WHAT YOU ARE ASKED TO DO => Find the lines in the entries that follow where the word "ExtractBuildResultForNudging" occurs, and state how many there are, with no other words.

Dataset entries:
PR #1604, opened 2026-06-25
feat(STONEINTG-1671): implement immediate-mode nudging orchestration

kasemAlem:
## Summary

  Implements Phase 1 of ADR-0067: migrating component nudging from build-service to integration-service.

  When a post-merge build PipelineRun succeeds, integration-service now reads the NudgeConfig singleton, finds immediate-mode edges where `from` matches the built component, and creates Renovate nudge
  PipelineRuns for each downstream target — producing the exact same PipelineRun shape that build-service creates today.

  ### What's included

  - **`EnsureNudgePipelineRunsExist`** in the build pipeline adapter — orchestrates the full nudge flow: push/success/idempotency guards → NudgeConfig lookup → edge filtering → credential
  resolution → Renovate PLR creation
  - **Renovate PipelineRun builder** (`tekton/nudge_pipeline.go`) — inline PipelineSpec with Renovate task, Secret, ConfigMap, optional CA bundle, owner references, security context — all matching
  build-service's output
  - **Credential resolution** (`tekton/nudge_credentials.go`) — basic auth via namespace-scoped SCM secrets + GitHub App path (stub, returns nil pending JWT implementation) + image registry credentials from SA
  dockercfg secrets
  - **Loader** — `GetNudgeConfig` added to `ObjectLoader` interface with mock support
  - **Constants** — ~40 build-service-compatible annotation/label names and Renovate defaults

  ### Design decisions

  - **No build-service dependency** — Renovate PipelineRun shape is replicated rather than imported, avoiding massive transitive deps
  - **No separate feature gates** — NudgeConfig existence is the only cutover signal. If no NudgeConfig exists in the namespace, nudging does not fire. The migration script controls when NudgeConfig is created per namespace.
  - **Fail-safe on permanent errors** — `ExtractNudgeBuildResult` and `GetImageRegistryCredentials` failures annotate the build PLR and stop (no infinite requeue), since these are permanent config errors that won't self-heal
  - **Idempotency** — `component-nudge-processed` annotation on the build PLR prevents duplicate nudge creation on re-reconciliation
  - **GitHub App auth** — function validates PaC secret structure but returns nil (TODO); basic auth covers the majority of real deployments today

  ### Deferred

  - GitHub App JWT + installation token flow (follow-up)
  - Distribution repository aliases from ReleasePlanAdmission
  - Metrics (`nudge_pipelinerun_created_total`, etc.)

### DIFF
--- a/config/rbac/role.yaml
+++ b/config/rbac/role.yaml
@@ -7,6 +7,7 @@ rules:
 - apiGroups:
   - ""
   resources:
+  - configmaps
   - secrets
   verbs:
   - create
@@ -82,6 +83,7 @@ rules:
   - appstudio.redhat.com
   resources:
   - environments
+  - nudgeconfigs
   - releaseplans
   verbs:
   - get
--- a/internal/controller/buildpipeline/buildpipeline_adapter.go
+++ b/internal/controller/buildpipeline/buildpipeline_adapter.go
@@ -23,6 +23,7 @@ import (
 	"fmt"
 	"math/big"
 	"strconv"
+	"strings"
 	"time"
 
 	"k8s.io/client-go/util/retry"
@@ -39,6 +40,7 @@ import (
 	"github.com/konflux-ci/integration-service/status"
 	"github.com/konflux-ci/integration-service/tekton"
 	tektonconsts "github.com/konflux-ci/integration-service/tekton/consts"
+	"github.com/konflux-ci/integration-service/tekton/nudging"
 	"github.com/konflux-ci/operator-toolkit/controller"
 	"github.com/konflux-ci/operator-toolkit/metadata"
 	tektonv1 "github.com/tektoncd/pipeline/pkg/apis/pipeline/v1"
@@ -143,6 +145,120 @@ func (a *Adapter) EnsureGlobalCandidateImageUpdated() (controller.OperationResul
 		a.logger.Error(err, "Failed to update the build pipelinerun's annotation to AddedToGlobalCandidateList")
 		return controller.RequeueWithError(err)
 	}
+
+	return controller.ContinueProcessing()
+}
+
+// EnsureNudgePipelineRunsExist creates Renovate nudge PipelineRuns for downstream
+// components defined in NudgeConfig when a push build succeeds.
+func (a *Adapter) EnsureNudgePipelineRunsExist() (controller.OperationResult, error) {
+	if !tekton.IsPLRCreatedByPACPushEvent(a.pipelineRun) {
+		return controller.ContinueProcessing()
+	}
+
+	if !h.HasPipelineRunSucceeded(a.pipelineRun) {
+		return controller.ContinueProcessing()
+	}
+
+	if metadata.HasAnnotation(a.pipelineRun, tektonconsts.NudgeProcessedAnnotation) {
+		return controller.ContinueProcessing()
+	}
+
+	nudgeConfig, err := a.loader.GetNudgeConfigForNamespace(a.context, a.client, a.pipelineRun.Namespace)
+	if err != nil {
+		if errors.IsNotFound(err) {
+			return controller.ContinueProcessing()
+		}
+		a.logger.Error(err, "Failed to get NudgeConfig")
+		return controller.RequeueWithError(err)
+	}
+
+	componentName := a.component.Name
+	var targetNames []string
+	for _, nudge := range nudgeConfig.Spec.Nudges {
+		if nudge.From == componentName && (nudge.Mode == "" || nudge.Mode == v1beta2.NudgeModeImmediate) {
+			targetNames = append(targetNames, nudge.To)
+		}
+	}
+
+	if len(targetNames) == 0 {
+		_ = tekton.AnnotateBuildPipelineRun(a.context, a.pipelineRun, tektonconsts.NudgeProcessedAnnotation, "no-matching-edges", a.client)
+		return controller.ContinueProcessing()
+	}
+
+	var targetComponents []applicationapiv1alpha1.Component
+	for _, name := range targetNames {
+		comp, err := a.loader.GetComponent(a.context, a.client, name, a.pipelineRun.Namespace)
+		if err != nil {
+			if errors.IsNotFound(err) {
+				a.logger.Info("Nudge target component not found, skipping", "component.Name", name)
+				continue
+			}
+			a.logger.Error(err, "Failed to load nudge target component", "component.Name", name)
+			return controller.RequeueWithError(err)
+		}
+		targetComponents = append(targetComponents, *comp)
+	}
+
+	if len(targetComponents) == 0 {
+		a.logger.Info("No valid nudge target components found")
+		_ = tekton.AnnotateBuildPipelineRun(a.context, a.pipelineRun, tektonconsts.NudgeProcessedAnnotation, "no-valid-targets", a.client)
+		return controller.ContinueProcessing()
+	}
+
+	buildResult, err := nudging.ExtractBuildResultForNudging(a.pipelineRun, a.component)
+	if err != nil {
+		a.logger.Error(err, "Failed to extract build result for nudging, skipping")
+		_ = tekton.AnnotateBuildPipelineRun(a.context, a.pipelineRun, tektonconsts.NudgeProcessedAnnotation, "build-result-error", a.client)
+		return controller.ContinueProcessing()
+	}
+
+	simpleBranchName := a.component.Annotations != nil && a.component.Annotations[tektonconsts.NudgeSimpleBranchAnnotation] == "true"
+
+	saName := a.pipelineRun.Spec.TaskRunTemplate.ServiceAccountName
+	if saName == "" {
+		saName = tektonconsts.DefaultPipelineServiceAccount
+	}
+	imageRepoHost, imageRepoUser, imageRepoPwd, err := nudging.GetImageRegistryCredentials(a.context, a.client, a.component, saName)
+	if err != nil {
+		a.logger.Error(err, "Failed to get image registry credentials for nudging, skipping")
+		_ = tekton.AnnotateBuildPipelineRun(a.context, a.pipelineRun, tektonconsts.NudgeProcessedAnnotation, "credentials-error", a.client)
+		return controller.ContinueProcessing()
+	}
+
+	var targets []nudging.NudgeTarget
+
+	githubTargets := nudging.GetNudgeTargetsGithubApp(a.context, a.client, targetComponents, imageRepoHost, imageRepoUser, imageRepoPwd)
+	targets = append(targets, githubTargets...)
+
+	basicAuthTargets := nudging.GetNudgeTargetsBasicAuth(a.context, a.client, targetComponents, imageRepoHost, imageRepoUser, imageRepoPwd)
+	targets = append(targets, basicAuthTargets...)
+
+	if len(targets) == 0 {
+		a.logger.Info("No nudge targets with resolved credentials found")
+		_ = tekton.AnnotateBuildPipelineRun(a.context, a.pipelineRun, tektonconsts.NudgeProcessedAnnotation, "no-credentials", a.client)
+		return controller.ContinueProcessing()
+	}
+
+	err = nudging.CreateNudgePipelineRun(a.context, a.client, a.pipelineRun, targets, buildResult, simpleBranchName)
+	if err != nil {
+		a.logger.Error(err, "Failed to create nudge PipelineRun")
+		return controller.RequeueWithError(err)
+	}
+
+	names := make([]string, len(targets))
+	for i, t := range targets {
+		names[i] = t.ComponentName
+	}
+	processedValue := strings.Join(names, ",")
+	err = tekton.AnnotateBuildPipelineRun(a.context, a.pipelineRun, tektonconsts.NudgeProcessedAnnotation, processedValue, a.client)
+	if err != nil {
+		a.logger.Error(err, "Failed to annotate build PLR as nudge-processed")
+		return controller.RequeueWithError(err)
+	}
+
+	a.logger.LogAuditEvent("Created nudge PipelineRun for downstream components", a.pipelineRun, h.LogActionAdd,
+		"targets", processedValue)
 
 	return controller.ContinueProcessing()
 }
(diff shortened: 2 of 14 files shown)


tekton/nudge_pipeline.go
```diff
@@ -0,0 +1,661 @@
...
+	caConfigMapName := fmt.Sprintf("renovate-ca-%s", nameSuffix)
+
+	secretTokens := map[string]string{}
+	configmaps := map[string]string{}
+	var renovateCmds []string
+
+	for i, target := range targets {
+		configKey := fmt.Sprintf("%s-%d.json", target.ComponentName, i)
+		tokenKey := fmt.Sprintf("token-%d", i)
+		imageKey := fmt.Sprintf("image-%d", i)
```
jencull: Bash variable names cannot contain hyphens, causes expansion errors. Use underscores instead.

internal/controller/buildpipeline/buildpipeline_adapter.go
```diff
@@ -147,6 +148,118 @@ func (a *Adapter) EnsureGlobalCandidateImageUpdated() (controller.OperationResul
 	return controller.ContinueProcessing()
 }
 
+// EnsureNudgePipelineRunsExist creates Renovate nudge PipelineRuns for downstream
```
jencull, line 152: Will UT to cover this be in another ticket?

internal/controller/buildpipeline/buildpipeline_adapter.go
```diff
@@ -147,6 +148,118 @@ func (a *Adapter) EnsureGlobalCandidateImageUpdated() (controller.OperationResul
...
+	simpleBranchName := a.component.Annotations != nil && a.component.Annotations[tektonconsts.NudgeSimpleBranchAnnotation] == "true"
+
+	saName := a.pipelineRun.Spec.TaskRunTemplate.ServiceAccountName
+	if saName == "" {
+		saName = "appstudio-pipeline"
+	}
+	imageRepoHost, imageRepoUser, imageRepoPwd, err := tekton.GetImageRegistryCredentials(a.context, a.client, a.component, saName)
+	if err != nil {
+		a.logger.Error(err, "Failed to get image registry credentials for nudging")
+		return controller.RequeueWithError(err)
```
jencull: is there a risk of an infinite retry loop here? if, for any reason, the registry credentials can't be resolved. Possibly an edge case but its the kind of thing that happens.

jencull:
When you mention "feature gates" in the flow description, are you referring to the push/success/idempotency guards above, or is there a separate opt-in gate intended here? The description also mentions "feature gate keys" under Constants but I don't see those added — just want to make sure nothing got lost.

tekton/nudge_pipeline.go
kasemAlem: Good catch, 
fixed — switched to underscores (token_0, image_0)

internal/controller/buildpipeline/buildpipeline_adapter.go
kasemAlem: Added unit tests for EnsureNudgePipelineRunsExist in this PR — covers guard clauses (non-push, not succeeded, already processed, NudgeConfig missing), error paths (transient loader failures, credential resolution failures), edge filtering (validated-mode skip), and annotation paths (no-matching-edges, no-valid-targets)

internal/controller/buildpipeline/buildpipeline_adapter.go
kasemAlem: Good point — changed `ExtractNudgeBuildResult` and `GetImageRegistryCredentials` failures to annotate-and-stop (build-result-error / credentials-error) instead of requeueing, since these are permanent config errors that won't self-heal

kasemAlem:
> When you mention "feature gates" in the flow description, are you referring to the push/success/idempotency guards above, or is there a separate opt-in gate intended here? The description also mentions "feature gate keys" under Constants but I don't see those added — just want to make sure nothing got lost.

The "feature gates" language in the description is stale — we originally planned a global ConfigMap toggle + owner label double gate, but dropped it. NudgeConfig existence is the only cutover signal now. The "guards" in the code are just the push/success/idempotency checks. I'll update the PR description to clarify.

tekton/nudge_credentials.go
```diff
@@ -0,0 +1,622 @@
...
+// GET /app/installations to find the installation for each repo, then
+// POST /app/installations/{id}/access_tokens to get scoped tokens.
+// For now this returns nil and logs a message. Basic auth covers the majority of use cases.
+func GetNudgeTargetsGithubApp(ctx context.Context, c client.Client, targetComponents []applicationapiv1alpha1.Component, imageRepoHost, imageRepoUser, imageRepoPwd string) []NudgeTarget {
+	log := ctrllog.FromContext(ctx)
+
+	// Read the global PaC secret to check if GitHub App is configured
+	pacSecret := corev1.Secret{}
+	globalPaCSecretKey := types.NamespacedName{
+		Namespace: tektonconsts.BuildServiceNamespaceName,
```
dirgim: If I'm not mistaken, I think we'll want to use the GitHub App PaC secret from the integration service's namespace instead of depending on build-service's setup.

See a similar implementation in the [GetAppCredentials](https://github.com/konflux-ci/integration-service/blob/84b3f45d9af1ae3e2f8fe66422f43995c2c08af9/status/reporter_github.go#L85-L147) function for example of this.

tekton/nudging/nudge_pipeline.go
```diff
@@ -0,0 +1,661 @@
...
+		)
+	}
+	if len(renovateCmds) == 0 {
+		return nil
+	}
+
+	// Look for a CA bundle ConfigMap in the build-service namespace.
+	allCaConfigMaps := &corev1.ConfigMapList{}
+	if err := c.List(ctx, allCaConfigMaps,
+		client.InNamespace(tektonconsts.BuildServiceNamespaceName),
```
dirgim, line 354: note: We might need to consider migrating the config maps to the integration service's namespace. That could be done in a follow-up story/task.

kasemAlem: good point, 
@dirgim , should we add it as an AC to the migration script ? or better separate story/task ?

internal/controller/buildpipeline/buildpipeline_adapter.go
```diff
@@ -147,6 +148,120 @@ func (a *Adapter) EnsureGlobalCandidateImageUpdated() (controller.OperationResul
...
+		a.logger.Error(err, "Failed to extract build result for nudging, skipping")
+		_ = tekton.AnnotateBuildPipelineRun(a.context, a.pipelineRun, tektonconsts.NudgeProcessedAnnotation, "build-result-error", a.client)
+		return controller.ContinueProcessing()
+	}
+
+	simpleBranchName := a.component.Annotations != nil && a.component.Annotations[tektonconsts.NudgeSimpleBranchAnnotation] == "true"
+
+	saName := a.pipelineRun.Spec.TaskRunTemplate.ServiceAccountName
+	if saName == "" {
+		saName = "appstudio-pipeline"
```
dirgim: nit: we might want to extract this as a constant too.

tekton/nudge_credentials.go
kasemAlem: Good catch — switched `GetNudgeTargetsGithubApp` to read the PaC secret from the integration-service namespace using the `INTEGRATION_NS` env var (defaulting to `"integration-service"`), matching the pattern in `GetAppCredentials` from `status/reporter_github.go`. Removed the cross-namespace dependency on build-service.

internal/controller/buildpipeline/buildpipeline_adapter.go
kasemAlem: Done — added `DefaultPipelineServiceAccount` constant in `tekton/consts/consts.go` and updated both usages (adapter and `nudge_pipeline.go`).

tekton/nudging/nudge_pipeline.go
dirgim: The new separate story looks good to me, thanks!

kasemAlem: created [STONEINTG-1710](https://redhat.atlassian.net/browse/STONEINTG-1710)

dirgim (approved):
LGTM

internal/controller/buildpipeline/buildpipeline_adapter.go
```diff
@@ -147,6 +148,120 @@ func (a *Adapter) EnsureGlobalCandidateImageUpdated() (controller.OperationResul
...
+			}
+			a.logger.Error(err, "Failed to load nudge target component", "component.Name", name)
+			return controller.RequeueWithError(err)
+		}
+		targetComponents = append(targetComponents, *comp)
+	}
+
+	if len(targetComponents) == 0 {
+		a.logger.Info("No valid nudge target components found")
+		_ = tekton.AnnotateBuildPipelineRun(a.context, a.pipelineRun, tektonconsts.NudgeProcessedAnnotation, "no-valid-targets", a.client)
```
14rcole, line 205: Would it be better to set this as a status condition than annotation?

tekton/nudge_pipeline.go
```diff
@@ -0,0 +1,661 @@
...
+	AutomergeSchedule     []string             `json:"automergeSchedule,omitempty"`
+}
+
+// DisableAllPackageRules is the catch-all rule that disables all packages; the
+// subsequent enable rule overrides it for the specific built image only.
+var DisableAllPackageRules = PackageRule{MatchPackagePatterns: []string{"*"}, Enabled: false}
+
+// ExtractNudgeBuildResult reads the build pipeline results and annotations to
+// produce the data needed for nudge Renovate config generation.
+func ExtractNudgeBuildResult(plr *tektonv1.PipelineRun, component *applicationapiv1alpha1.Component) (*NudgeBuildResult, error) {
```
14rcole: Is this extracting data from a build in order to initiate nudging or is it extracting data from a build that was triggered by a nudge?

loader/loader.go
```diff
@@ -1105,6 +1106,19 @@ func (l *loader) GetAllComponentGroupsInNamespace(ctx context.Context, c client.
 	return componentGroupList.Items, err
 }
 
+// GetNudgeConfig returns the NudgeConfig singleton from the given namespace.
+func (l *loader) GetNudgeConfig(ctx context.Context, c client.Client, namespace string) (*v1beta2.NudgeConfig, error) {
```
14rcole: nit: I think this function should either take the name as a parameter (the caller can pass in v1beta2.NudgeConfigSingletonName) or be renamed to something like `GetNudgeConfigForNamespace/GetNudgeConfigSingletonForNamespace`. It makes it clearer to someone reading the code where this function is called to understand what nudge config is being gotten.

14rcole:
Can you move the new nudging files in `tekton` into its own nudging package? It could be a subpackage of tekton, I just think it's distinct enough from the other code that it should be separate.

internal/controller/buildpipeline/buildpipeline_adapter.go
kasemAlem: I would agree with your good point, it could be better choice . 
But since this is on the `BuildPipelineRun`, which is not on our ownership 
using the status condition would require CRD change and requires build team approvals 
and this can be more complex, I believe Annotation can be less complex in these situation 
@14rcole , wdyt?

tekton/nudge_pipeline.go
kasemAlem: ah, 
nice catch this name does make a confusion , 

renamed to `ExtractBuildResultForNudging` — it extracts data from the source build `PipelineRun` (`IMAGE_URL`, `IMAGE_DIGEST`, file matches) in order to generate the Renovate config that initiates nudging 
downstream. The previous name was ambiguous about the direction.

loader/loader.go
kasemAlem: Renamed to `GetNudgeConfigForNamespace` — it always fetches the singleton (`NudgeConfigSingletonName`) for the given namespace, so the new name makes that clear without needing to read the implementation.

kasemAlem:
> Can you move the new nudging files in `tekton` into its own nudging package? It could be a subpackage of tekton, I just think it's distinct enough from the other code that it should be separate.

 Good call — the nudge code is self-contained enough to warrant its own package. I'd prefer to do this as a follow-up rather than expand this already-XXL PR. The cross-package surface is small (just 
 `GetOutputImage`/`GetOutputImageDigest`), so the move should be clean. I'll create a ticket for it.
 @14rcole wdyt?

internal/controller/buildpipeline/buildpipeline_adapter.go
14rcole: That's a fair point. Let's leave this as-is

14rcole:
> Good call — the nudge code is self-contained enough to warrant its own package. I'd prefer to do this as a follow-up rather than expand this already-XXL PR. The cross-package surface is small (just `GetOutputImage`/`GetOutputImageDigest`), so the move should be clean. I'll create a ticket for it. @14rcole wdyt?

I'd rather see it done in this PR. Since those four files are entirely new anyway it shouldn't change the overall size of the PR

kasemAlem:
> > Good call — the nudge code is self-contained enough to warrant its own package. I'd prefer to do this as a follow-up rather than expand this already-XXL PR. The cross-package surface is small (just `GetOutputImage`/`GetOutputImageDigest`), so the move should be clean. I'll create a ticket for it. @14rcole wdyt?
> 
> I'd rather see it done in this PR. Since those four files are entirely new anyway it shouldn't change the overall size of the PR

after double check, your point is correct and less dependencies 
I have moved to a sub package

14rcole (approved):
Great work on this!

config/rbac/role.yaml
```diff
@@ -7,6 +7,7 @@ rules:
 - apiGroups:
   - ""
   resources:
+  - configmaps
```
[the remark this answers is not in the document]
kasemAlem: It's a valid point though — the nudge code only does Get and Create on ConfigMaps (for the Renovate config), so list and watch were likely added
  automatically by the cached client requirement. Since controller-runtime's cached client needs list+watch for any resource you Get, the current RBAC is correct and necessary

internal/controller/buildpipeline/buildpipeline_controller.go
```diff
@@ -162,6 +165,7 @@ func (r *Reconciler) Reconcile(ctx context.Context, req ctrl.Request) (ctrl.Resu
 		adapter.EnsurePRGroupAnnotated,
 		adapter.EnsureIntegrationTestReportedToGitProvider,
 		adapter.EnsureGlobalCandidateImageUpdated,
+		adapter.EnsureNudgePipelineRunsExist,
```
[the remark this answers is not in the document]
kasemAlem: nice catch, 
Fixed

WRITTEN RESPONSE => 2